Os casos de violência contra as mulheres aumentaram em 2020, de acordo com o Fundo de População das Nações Unidas (UNFPA). A cada 3 meses em que o isolamento social da Covid-19 continua, estima-se que mais 15 milhões de mulheres sejam diretamente afetadas pela violência. À medida que esta chamada “pandemia oculta” continua, o Twitter continuará a apoiar parceiros sem fins lucrativos que trabalham para trazer luz à tensão excepcionalmente intensa que a pandemia tem exercido sobre as mulheres.

Reconhecemos que o acesso a uma Internet livre e aberta é essencial. Pessoas em todo o mundo recorrem aos serviços de mídia social como o Twitter para debater sobre os direitos das mulheres e outras importantes questões sociais. A propósito, os direitos das mulheres dominaram as conversas no Twitter este ano: foram 40 milhões de Tweets sobre o assunto até o momento - e o número continua a crescer.
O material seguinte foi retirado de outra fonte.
PR #421, opened 2024-10-04
Label /proc/pid/maps entries in permissive mode logs

### LINKED ISSUE #405: Add mmap region descriptions to permissive mode logs
Permissive mode currently prints the state of `/proc/self/maps` when the process is terminating. This technically includes everything but it's hard to tell which memory regions correspond to the stacks and TLS so we should add this information explicitly.

ayrtonm:
* Fixes #405.

This removes unnecessary info from the /proc/pid/maps entries in the permissive mode logs and labels the compartment stacks in the column with file paths. Still a WIP since this only labels the first thread's stacks. Aside from the stacks created by other threads, we could also label compartment heaps, compartment TLS regions (not sure if there's one per thread or just one per DSO?).

### DIFF
--- a/runtime/libia2/ia2.c
+++ b/runtime/libia2/ia2.c
@@ -246,6 +246,8 @@ static int segment_flags_to_access_flags(Elf64_Word flags) {
       ((flags & PF_R) != 0 ? PROT_READ : 0);
 }
 
+uintptr_t tls_addr[16][2] IA2_SHARED_DATA = {0};
+
 int protect_tls_pages(struct dl_phdr_info *info, size_t size, void *data) {
   if (!data || !info) {
     printf("Passed invalid args to dl_iterate_phdr callback\n");
@@ -258,6 +260,7 @@ int protect_tls_pages(struct dl_phdr_info *info, size_t size, void *data) {
     // Continue iterating to check the next object
     return 0;
   }
+  const int pkey = search_args->pkey;
 
   // Protect TLS segment.
   for (size_t i = 0; i < info->dlpi_phnum; i++) {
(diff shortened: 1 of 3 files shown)


runtime/libia2/include/permissive_mode.h
```diff
@@ -214,7 +214,7 @@ void permissive_mode_handler(int sig, siginfo_t *info, void *ctxt) {
 static bool exiting IA2_SHARED_DATA = false;
 
 // Process-specific name for log file
-static char log_name[256] IA2_SHARED_DATA = {0};
```
ayrtonm, line 217: I don't think this change is necessary, right?

kkysen: I'm not sure.  Do you remember why you made it?

runtime/libia2/init.c
```diff
@@ -12,6 +13,8 @@
 extern __thread void *ia2_stackptr_0[PAGE_SIZE / sizeof(void *)]
     __attribute__((aligned(4096)));
 
+uintptr_t ia2_stacks[16] IA2_SHARED_DATA = {0};
+
```
fw-immunant, line 17: Because this is `IA2_SHARED_DATA`, this is definitely not secure. That's fine if it's just for logging in permissive mode, but we should have a comment to that effect so nothing security-critical starts relying on it.

runtime/libia2/ia2.c
```diff
@@ -246,6 +246,8 @@ static int segment_flags_to_access_flags(Elf64_Word flags) {
       ((flags & PF_R) != 0 ? PROT_READ : 0);
 }
 
+uintptr_t tls_addr[16][2] IA2_SHARED_DATA = {0};
```
ayrtonm, line 249: Can we use add `const int`s for these integer literals? I understand the first is number of pkeys, but I don't know what the other one is.

kkysen: Yeah.  I was gonna ask if there's a macro for the max number of compartments.  The 2 is just because sometimes the TLS regions are on the side (so there are two) and sometimes it's just whole.

ayrtonm: I don't understand why TLS is split if we don't support shared TLS yet, but I'll take a look. Either way shouldn't it show up as a single segment in proc maps?

ayrtonm: Only the first compartment should have a split TLS region so I think this can be a 16 entry array plus 2 more variables for the split TLS.

runtime/libia2/init.c
kkysen: Moved to #554.

runtime/libia2/ia2.c
fw-immunant: Yeah, (reiterating from Slack for posterity) the split TLS region for compartment 0 is because there is a page of unprotected data for `ia2_stackptr_0` plus padding, as we don't have a general implementation of shared TLS yet but `ia2_stackptr_0` is special-cased for now as it must be stored in TLS and unprotected.

kkysen:
Moved to
* #555
* #556
* #557
* #560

Além disso, desde o início do isolamento social por conta da Covid-19, foram contabilizados 1 milhão de Tweets por mês sobre violência doméstica e questões relacionadas. Serviços como o Twitter, que dependem da Internet aberta, não são apenas um meio para discutir as questões mas, para muitos, podem ser um salva-vidas e um meio de buscar ajuda.
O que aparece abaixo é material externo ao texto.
PR #422, opened 2024-10-04
Fix ELF segment end computation

rinon:
ELF segment end computation was using the page-aligned start, not the virtual address start (which may not be page-aligned). This was resulting in not protecting the BSS section.

### DIFF
--- a/runtime/libia2/ia2.c
+++ b/runtime/libia2/ia2.c
@@ -391,7 +391,7 @@ int protect_pages(struct dl_phdr_info *info, size_t size, void *data) {
 
     struct AddressRange *relro_range = &shared_ranges[shared_range_count++];
     relro_range->start = (info->dlpi_addr + phdr.p_vaddr) & ~0xFFFUL;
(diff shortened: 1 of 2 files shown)


ayrtonm (approved):

ayrtonm:
wait do we need an analogous fix for `protect_tls_pages`?

ayrtonm:
I don't remember off-hand how TLS is laid out in memory so I'm not sure.

rinon:
TLS looks ok to me, but RELRO needed the same fix. Not that it matters there because RELRO start is page-aligned already in the ELF, but this just ensures we do it right even if it's not.

rinon:
> maybe point out the pkey_mprotected parts in permissive mode logs (https://github.com/immunant/IA2-Phase2/pull/421).

I don't really understand, what do you want documented?

ayrtonm:
Oh I meant mark the segments or parts of a segment that are protected in the /proc/pid/maps that we write to the end of each permissive mode log. But I can do it.

rinon:
Oops, wrong branch. I'll just push these two commits to master as well.

PR #423, opened 2024-10-04
Add verbose debug logging to libia2

rinon:
To print verbose logs of all mprotects and ELF segment computation, build with `-DLIBIA2_DEBUG_LOG=ON`.


runtime/libia2/include/ia2_internal.h
```diff
@@ -300,9 +300,16 @@ works as a reasonable signpost no-op. */
 #if defined(__aarch64__)
 int ia2_mprotect_with_tag(void *addr, size_t len, int prot, int tag);
 #elif defined(__x86_64__)
+#if LIBIA2_DEBUG_LOG
+static int ia2_mprotect_with_tag(void *addr, size_t len, int prot, int tag) {
+  printf("ia2_mprotect_with_tag(addr=%p, len=%zu, prot=%d, tag=%d)\n", addr, len, prot, tag);
+  return pkey_mprotect(addr, len, prot, tag);
+}
```
ayrtonm, line 307: Maybe we should merge this with the definition for arm in ia2.c?

ayrtonm:
nit: do we want to namespace our runtime's stuff with `IA2_` or `LIBIA2_`? I think we generally do the former (or usually nothing at all) but we should probably try to be consistent.

runtime/libia2/include/ia2_internal.h
rinon: We could, I'm not sure we should have a single function though. I'd rather define separate functions under the conditionals. I'm wondering if it would make sense to make this a static function in the header so we can inline it everywhere?

rinon:
re: naming, I was modeling this off of the existing `LIBIA2_DEBUG`. I don't have a strong preference between the two, but if we change this to IA2_ we should change that too.

ayrtonm:
> I was modeling this off of the existing LIBIA2_DEBUG

yeah that's one of the few places we use `LIBIA2_` so I we should make both `IA2_`.

runtime/libia2/include/ia2_internal.h
ayrtonm: > I'd rather define separate functions under the conditionals.

that part's fine with me

>  I'm wondering if it would make sense to make this a static function in the header so we can inline it everywhere?

Static functions in headers should minimize compartment transitions but they make debugging more complicated since you need to be aware of which copy of the function you're calling and which DSO it's located in. So I'm leaning towards not doing this.

ayrtonm (approved):
LGTM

Amplificando as conversas no Twitter

Em parceria com a ONU Mulheres e o Escritório de Direitos Humanos da ONU, estamos lançando emojis personalizados para fomentar as conversas sobre o Dia Internacional pela Eliminação da Violência contra as Mulheres, em 25 de novembro, e o Dia dos Direitos Humanos, em 10 de dezembro. Os emojis podem ser visualizados ao Tweetar com as hashtags hashtags #PinteOMundoDeLaranja, #16dias e #GeraçãoIgualdade.

Estamos apoiando organizações sem fins lucrativos em todo o mundo, oferecendo subsídios do Ads for Good a diversos parceiros para garantir que eles possam utilizar o poder da plataforma de publicidade do Twitter para alcançar mais pessoas. Ao longo dos próximos 16 dias, também daremos destaque a campanhas e mensagens regionais sobre a importância da igualdade de gênero e do combate à violência contra as mulheres a fim de aumentar o engajamento e a conscientização do tema.

No Brasil, os perfis das organizações de defesa dos direitos das mulheres @ipatriciagalvao, @revistaazmina, @BlogNegras, @minasprogramam e @anis_bioética contarão com materiais e recursos relevantes sobre a temática utilizando as hashtags da campanha, além de vídeos com orientações sobre rede de apoio para vítimas.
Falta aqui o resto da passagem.